PR #1081, opened 2025-11-26
!feat: consistent handling of spending limits and expiry

legion2002:
* If limits is set to None, then we consider the key to have unlimited spending limit.
* If limits is set to empty vec, then we consider they key to have NO spending limits.
* If expiry is set to None, then we consider the key to have NO expiry.
* If expiry on any key is 0, then it means that the key is not active. We remove the explicity is_active flag.
* Setting `expiry < current_timestamp` is not allowed.

This PR also adds replay protection, by disallowing keys to be reauthorized once they have been revoked.

### DIFF
--- a/crates/precompiles/src/tip_fee_manager/amm.rs
+++ b/crates/precompiles/src/tip_fee_manager/amm.rs
@@ -17,6 +17,15 @@ pub const SCALE: U256 = uint!(10000_U256);
 pub const SQRT_SCALE: U256 = uint!(100000_U256);
 pub const MIN_LIQUIDITY: U256 = uint!(1000_U256);
 
+/// Compute amount out for a fee swap
+#[inline]
+pub fn compute_amount_out(amount_in: U256) -> Result<U256> {
+    amount_in
+        .checked_mul(M)
+        .map(|product| product / SCALE)
+        .ok_or(TempoPrecompileError::under_overflow())
+}
+
 /// Pool structure matching the Solidity implementation
 #[derive(Debug, Clone, Default, Storable)]
 pub struct Pool {
@@ -33,7 +42,7 @@ impl From<Pool> for ITIPFeeAMM::Pool {
     }
 }
 
-#[derive(Debug, Clone, PartialEq, Eq, Hash)]
+#[derive(Debug, Clone, PartialEq, Eq, Hash, Storable)]
 pub struct PoolKey {
     pub user_token: Address,
     pub validator_token: Address,
@@ -78,10 +87,7 @@ impl<'a, S: PrecompileStorageProvider> TipFeeManager<'a, S> {
         max_amount: U256,
     ) -> Result<()> {
         let pool_id = PoolKey::new(user_token, validator_token).get_id();
-        let amount_out = max_amount
-            .checked_mul(M)
-            .map(|product| product / SCALE)
-            .ok_or(TempoPrecompileError::under_overflow())?;
+        let amount_out = compute_amount_out(max_amount)?;
         let available_validator_token = self.get_effective_validator_reserve(pool_id)?;
 
         if amount_out > available_validator_token {
@@ -107,10 +113,7 @@ impl<'a, S: PrecompileStorageProvider> TipFeeManager<'a, S> {
     fn get_effective_validator_reserve(&mut self, pool_id: B256) -> Result<U256> {
         let pool = self.sload_pools(pool_id)?;
         let pending_fee_swap_in = self.get_pending_fee_swap_in(pool_id)?;
-        let pending_out = U256::from(pending_fee_swap_in)
-            .checked_mul(M)
-            .and_then(|product| product.checked_div(SCALE))
-            .ok_or(TempoPrecompileError::under_overflow())?;
+        let pending_out = compute_amount_out(U256::from(pending_fee_swap_in))?;
 
         U256::from(pool.reserve_validator_token)
             .checked_sub(pending_out)
@@ -623,10 +626,7 @@ impl<'a, S: PrecompileStorageProvider> TipFeeManager<'a, S> {
         let mut pool = self.sload_pools(pool_id)?;
 
         let amount_in = U256::from(self.get_pending_fee_swap_in(pool_id)?);
-        let pending_out = amount_in
-            .checked_mul(M)
-            .and_then(|product| product.checked_div(SCALE))
-            .ok_or(TempoPrecompileError::under_overflow())?;
+        let pending_out = compute_amount_out(amount_in)?;
 
         // Use checked math for these operations
         let new_user_reserve = U256::from(pool.reserve_user_token)
--- a/crates/precompiles/src/tip_fee_manager/mod.rs
+++ b/crates/precompiles/src/tip_fee_manager/mod.rs
@@ -10,30 +10,58 @@ pub use tempo_contracts::precompiles::{
 use crate::{
     DEFAULT_FEE_TOKEN_POST_ALLEGRETTO, DEFAULT_FEE_TOKEN_PRE_ALLEGRETTO, PATH_USD_ADDRESS,
     error::{Result, TempoPrecompileError},
-    storage::{PrecompileStorageProvider, Slot, Storable, VecSlotExt},
-    tip_fee_manager::amm::Pool,
-    tip20::{ITIP20, TIP20Token, is_tip20, validate_usd_currency},
+    storage::{PrecompileStorageProvider, Slot, Storable, StorageKey, VecSlotExt},
+    tip_fee_manager::amm::{Pool, compute_amount_out},
+    tip20::{
+        ITIP20, TIP20Token, address_to_token_id_unchecked, is_tip20, token_id_to_address,
+        validate_usd_currency,
+    },
 };
 
 // Re-export PoolKey for backward compatibility with tests
 use alloy::primitives::{Address, Bytes, IntoLogData, U256, uint};
 use revm::state::Bytecode;
-use tempo_precompiles_macros::contract;
+use tempo_precompiles_macros::{Storable, contract};
 
 /// Helper type to easily interact with the `tokens_with_fees` array
 type TokensWithFees = Slot<Vec<Address>, TokensWithFeesSlot>;
+
+/// Helper type to easily interact with the `pools_with_fees` array
+type PoolsWithFees = Slot<Vec<TokenPair>, PoolsWithFeesSlot>;
+
+/// Helper type to easily interact with the `validators_with_fees` array
+type ValidatorsWithFees = Slot<Vec<Address>, ValidatorsWithFeesSlot>;
+
+#[derive(Debug, Clone, Copy, PartialEq, Eq, Hash, Storable)]
+pub struct TokenPair {
+    pub user_token: u64,
+    pub validator_token: u64,
+}
+
+impl StorageKey for TokenPair {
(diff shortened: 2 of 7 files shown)


crates/transaction-pool/src/validator.rs
```diff
@@ -155,12 +155,17 @@ where
...
+        if authorized_key.is_revoked {
+            return Ok(Err("access key has been revoked"));
         }
 
+        // Check if key exists (key exists if expiry > 0)
+        if authorized_key.expiry == 0 {
+            return Ok(Err("access key does not exist"));
+        }
+
+        // Expiry checks are skipped here, they are done in the EVM handler where block timestamp is easily available.
```
mattsse, line 175: I see, then this is also something we should potentially monitor with @0xrusowsky txpool task?

crates/primitives/src/transaction/key_authorization.rs
```diff
@@ -101,12 +127,32 @@ impl KeyAuthorization {
         chain_id.encode(&mut auth_message);
         key_type_byte.encode(&mut auth_message);
         key_id.encode(&mut auth_message);
-        expiry.encode(&mut auth_message);
-        encode_list(limits, &mut auth_message);
+
+        // Encode expiry: None as 0x80, Some(v) as the value
+        match expiry {
+            None => auth_message.push(0x80), // RLP empty string
```
mattsse: can we use EMPTY_STRING_CODE for this instead?

crates/primitives/src/transaction/key_authorization.rs
```diff
@@ -63,32 +74,47 @@ impl KeyAuthorization {
...
+        // Option<u64>: None = 1 byte (0x80), Some(v) = v.length()
+        let expiry_length = match expiry {
+            None => 1, // RLP empty string 0x80
+            Some(v) => v.length(),
+        };
+        // Option<&[TokenLimit]>: None = 1 byte (0x80), Some(v) = list_length(v)
+        let limits_length = match limits {
+            None => 1, // RLP empty string 0x80
+            Some(v) => list_length(v),
+        };
```
mattsse: this is basically .map_or or map().unwrap_or(1)

but I don't mind the match here that much

crates/primitives/src/transaction/key_authorization.rs
```diff
@@ -27,29 +27,40 @@ pub struct TokenLimit {
...
+/// - Non-optional fields come first, followed by optional (trailing) fields
+/// - `expiry`: `None` (omitted or 0x80) = key never expires, `Some(timestamp)` = expires at timestamp
+/// - `limits`: `None` (omitted or 0x80) = unlimited spending, `Some([])` = no spending, `Some([...])` = specific limits
 #[derive(Clone, Debug, PartialEq, Eq, Hash, alloy_rlp::RlpEncodable, alloy_rlp::RlpDecodable)]
 #[cfg_attr(feature = "serde", derive(serde::Serialize, serde::Deserialize))]
 #[cfg_attr(feature = "serde", serde(rename_all = "camelCase"))]
-#[cfg_attr(test, reth_codecs::add_arbitrary_tests(compact, rlp))]
 #[cfg_attr(any(test, feature = "arbitrary"), derive(arbitrary::Arbitrary))]
+#[rlp(trailing)]
+// TODO: Macro RLP tests don't work here because of the trailing flag.
```
mattsse: I don't think trailing works here because this will allow missing empty string makers

so for this we need to impl manually I believe @klkvr

crates/primitives/src/transaction/key_authorization.rs
```diff
@@ -27,29 +27,40 @@ pub struct TokenLimit {
...
     pub chain_id: u64,
 
     /// Type of key being authorized (Secp256k1, P256, or WebAuthn)
     pub key_type: SignatureType,
 
-    /// Unix timestamp when key expires (0 = never expires)
-    pub expiry: u64,
-
-    /// TIP20 spending limits for this key
-    pub limits: Vec<TokenLimit>,
```
mattsse, line 46: move these will alter rlp, which would be breaking but if they become optional we can still do this but we need to keep them here

crates/primitives/src/transaction/key_authorization.rs
```diff
@@ -27,29 +27,40 @@ pub struct TokenLimit {
 ///
 /// Used in TxAA to add a new key to the AccountKeychain precompile.
 /// The transaction must be signed by the root key to authorize adding this access key.
+///
+/// RLP encoding: `[key_type, key_id, signature, expiry?, limits?]`
+/// - Non-optional fields come first, followed by optional (trailing) fields
```
mattsse, line 33: optional in rlp is hard -.- hence the empty string marker is a thing

crates/precompiles/src/account_keychain/mod.rs
```diff
@@ -224,11 +249,26 @@ impl<'a, S: PrecompileStorageProvider> AccountKeychain<'a, S> {
...
+            return Err(AccountKeychainError::key_already_revoked().into());
+        }
 
-        if !key.is_active {
-            return Err(AccountKeychainError::key_inactive().into());
+        if key.expiry == 0 {
+            return Err(AccountKeychainError::key_not_found().into());
+        }
+
+        let current_timestamp = self.storage.timestamp().to::<u64>();
```
mattsse:
```suggestion
        let current_timestamp = self.storage.timestamp().saturating_to::<u64>();
```

crates/node/tests/it/account_abstraction.rs
```diff
@@ -3952,6 +4002,624 @@ async fn test_transaction_key_authorization_and_spending_limits() -> eyre::Resul
...
+    envelope.encode_2718(&mut encoded);
+
+    setup.node.rpc.inject_tx(encoded.into()).await?;
+    setup.node.advance_block().await?;
+    nonce += 1;
+
+    // Check the receipt to understand the result
+    let receipt: Option<serde_json::Value> = provider
+        .raw_request("eth_getTransactionReceipt".into(), [tx_hash])
+        .await?;
```
mattsse: this works but we can also create a provider like this

https://github.com/tempoxyz/tempo/blob/5d7430af2ca23cfd72ca2ac8096c49dba8276fe3/bin/tempo-bench/src/cmd/max_tps.rs#L537-L538

then we have type bindings for this

and dont need to deal with json

crates/node/tests/it/account_abstraction.rs
```diff
@@ -3952,6 +4002,624 @@ async fn test_transaction_key_authorization_and_spending_limits() -> eyre::Resul
...
+    let mut encoded = Vec::new();
+    envelope.encode_2718(&mut encoded);
+    let tx_hash = *envelope.tx_hash();
+
+    setup.node.rpc.inject_tx(encoded.into()).await?;
+    setup.node.advance_block().await?;
+
+    let receipt: Option<serde_json::Value> = provider
+        .raw_request("eth_getTransactionReceipt".into(), [tx_hash])
+        .await?;
```
mattsse: same

crates/primitives/src/transaction/key_authorization.rs
legion2002: having breaking changes wouldn't matter, because this feature wasn't in the last hardfork.
But if we're going to do manual RLP anyways, might as well keep them here.

crates/precompiles/src/account_keychain/mod.rs
```diff
@@ -256,12 +296,14 @@ impl<'a, S: PrecompileStorageProvider> AccountKeychain<'a, S> {
     pub fn get_key(&mut self, call: getKeyCall) -> Result<KeyInfo> {
         let key = self.sload_keys(call.account, call.keyId)?;
 
-        // If the key is not active, return default (non-existent key)
-        if !key.is_active {
+        // Key exists if expiry > 0 (but might be revoked)
+        if key.expiry == 0 && !key.is_revoked {
```
klkvr: is this supposed to be `if key.expiry == 0 || key.is_revoked`?

crates/precompiles/src/account_keychain/mod.rs
```diff
@@ -224,11 +249,26 @@ impl<'a, S: PrecompileStorageProvider> AccountKeychain<'a, S> {
...
-        if !key.is_active {
-            return Err(AccountKeychainError::key_inactive().into());
+        if key.expiry == 0 {
+            return Err(AccountKeychainError::key_not_found().into());
+        }
+
+        let current_timestamp = self.storage.timestamp().to::<u64>();
+        if current_timestamp >= key.expiry {
+            return Err(AccountKeychainError::key_expired().into());
+        }
```
klkvr, line 258: this is identical to `validate_keychain_authorization` and `verify_and_update_spending` logic I believe, can we unify this? like `fn enforce_valid_key(key_id) -> Key`

crates/primitives/src/transaction/key_authorization.rs
klkvr: I'm wondering if we should just extract all of that into a separate unsigned auth struct and rely on rlp derives entirely

crates/primitives/src/transaction/key_authorization.rs
```diff
@@ -27,29 +27,40 @@ pub struct TokenLimit {
...
+/// - `expiry`: `None` (omitted or 0x80) = key never expires, `Some(timestamp)` = expires at timestamp
+/// - `limits`: `None` (omitted or 0x80) = unlimited spending, `Some([])` = no spending, `Some([...])` = specific limits
 #[derive(Clone, Debug, PartialEq, Eq, Hash, alloy_rlp::RlpEncodable, alloy_rlp::RlpDecodable)]
 #[cfg_attr(feature = "serde", derive(serde::Serialize, serde::Deserialize))]
 #[cfg_attr(feature = "serde", serde(rename_all = "camelCase"))]
-#[cfg_attr(test, reth_codecs::add_arbitrary_tests(compact, rlp))]
```
klkvr, line 33: hmm the tests seem to be working fine for me?

crates/revm/src/handler.rs
```diff
@@ -692,21 +692,45 @@ where
                 SignatureType::WebAuthn => PrecompileSignatureType::WebAuthn,
             };
 
-            // Convert limits to the format expected by the precompile
+            // Handle expiry: None means never expires (store as u64::MAX)
+            let expiry = key_auth.expiry.unwrap_or(u64::MAX);
+
+            // Validate expiry is not in the past
+            let current_timestamp = block.timestamp().to::<u64>();
```
klkvr: this should be `saturating_to`

crates/revm/src/handler.rs
```diff
@@ -692,21 +692,45 @@ where
...
+            if expiry <= current_timestamp {
+                return Err(EVMError::Transaction(
+                    TempoInvalidTransaction::AccessKeyAuthorizationFailed {
+                        reason: format!(
+                            "Key expiry {expiry} is in the past (current timestamp: {current_timestamp})"
+                        ),
+                    },
+                ));
+            }
```
klkvr, line 708: is this check necessary? it's just like `valid_before` but kinda indirect

klkvr: I guess every keychain tx for expiring key has this sort of timer anyway so not much we can do here

legion2002: Yeah this check is for authorizing keys, and it wouldn't make sense to authorize keys in the past.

****************************************

* [TASK INSTRUCTIONS]:
The first line of the entries above and every line after it, up to and including the line with "have NO expiry.", should be set down exactly.

* [THE COMPLETED TASK]:
PR #1081, opened 2025-11-26
!feat: consistent handling of spending limits and expiry

legion2002:
* If limits is set to None, then we consider the key to have unlimited spending limit.
* If limits is set to empty vec, then we consider they key to have NO spending limits.
* If expiry is set to None, then we consider the key to have NO expiry.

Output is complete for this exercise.